PR #3441, opened 2026-08-14
chore: drop per-context identity aliases

chefsale:
## Summary

A node now uses one member identity across its contexts. Per-context identity aliases described the older model, where a node could hold several member keypairs per context and callers picked one — so naming identities per context no longer refers to anything real.

Removes:

- the `context identity alias` command tree (`add` / `remove` / `get` / `list`) and `context identity use`
- `call --substitute` and the `{alias}`-in-payload templating behind it (`substitute_aliases_in_payload`)
- `--as` on `context create` (created an alias for the new identity) and on `context update`
- the four `/admin-api/alias/{create,lookup,delete,list}/identity/...` routes
- `ExecutionRequest.substitute` from the JSON-RPC wire, and `ExecuteRequest.aliases` / `ExecuteError::AliasResolutionFailed`
- `Client::create_context_identity_alias`

**Context and application aliases are untouched** — those are node-global and unaffected by the identity model.

## The one part that is not a deletion

`context update --as` fed `authorize_update_application`, the check that gates a context bytecode swap and whole-context state migration. Its comment records why it exists:

> Previously the caller `public_key` was threaded straight through to the migration/finalize path and only the new application's signer *continuity* was checked, never the requester, so any key could drive a migration.

The flag is gone; the gate is not. `meroctl context update` now resolves the node's owned identity for the context and passes that, mirroring how `execute_request` already auto-resolves its executor. `executor_public_key` stays on the wire.

Moving that resolution server-side — so `UpdateContextApplicationRequest` drops the field entirely and the two paths converge — is the cleaner end state, but it is a separate wire change and is deliberately not in this PR.

## Knock-on dead code

Removing `substitute` orphaned three more items, each left with only its own definition and no consumer: `MAX_SUBSTITUTE_ALIASES`, `validate_collection_size`, and `ValidationError::TooManyItems`. They are removed here rather than left behind as a fresh unreachable island.

## Wire change

`ExecutionRequest.substitute` is a JSON-RPC wire field, so `fixtures/wire/jsonrpc/execute.req.json` is regenerated (`UPDATE_FIXTURES=1 cargo test -p calimero-server-primitives --test wire_fixtures`; all 6 fixture tests pass).

No SDK consumed it:

- `mero-js` lists it in `ignoredCoreKeys: ['substitute']` in its wire contract test — **follow-up: that entry should be dropped in a matching mero-js PR**, since the field no longer exists
- `calimero-client-py` only ever passed `vec![]`
- `merobox`, `admin-dashboard`, `tauri-app`, `mero-react`, `swift-sdk`: no references

No merobox scenario, workflow or script referenced identity aliases or `--substitute`, so the e2e suite is unaffected.

## Docs

`docs/protocol/identities.mdx` still documented the superseded model ("A node is not limited to one member key per context… it can hold **several**"). Its executor section is rewritten to describe what the code does: the executor is resolved, never named, and the known caller-vs-executor privilege consequence is stated. The four route rows in `admin-api.mdx` and the alias / `--substitute` entries in `meroctl.mdx` are updated.

## Verification

- `cargo check --workspace --all-targets` ✅
- `cargo fmt --check` ✅
- `cargo clippy --workspace --all-targets --features calimero-storage/testing -- -D warnings` ✅
- `cargo test -p calimero-server-primitives --test wire_fixtures` ✅ 6/6
- full `cargo test --workspace` was still running locally when this was opened; CI is the gate

Conflicts with #3440 on `cli/context/identity.rs` and `operate/meroctl.mdx` — whichever lands second needs a trivial rebase.


chefsale:
Full local test run has since completed on the rebased branch: **4,759 passed, 0 failed** across 227 test binaries (`cargo test --workspace`, exit 0), alongside `fmt`, `clippy -D warnings` and the 6 wire-fixture tests. Rebased onto current master (post-#3437).

chefsale:
sdk-ref: chore/drop-identity-aliases

**Paired with calimero-network/mero-js#100.**

The first CI run caught something the audit missed: mero-js has all four `*ContextIdentityAlias` methods on `AdminApiClient`, and its e2e wire-contract test calls `createContextIdentityAlias`. Removing the routes 404'd it:

```
HTTPError: HTTP 404 Not Found
url: 'http://localhost:2428/admin-api/alias/create/identity/D81ocJgt2ZPapHGkcG3gQtskDM5k9TrEuCdbtpmVhshG'
❯ AdminApiClient.createContextIdentityAlias src/admin-api/admin-client.ts:626:7
❯ tests/e2e/wire.contract.test.ts:181:5
```

So the routes did have a live external consumer. mero-js#100 removes the four methods, their types, their unit tests and the e2e coverage; the branch is named identically so `resolve-paired-ref.sh` picks it up and the two go green together.

Verified on the mero-js side: `pnpm typecheck` clean, 276 unit tests passing, and `pnpm test:contract` run against **this** branch's fixtures passes 5/5 with `substitute` removed.

Rebased onto current master (post-#3440/#3442/#3443). The `Test (group-join-mesh-not-ready)` failure is pre-existing on master and unrelated — it also failed on #3442, which is a scripts-only PR with no Rust.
_____
Leave out every line before the one containing "So the routes"; set down that line and all remaining lines of the material exactly.

So the routes did have a live external consumer. mero-js#100 removes the four methods, their types, their unit tests and the e2e coverage; the branch is named identically so `resolve-paired-ref.sh` picks it up and the two go green together.

Verified on the mero-js side: `pnpm typecheck` clean, 276 unit tests passing, and `pnpm test:contract` run against **this** branch's fixtures passes 5/5 with `substitute` removed.

Rebased onto current master (post-#3440/#3442/#3443). The `Test (group-join-mesh-not-ready)` failure is pre-existing on master and unrelated — it also failed on #3442, which is a scripts-only PR with no Rust.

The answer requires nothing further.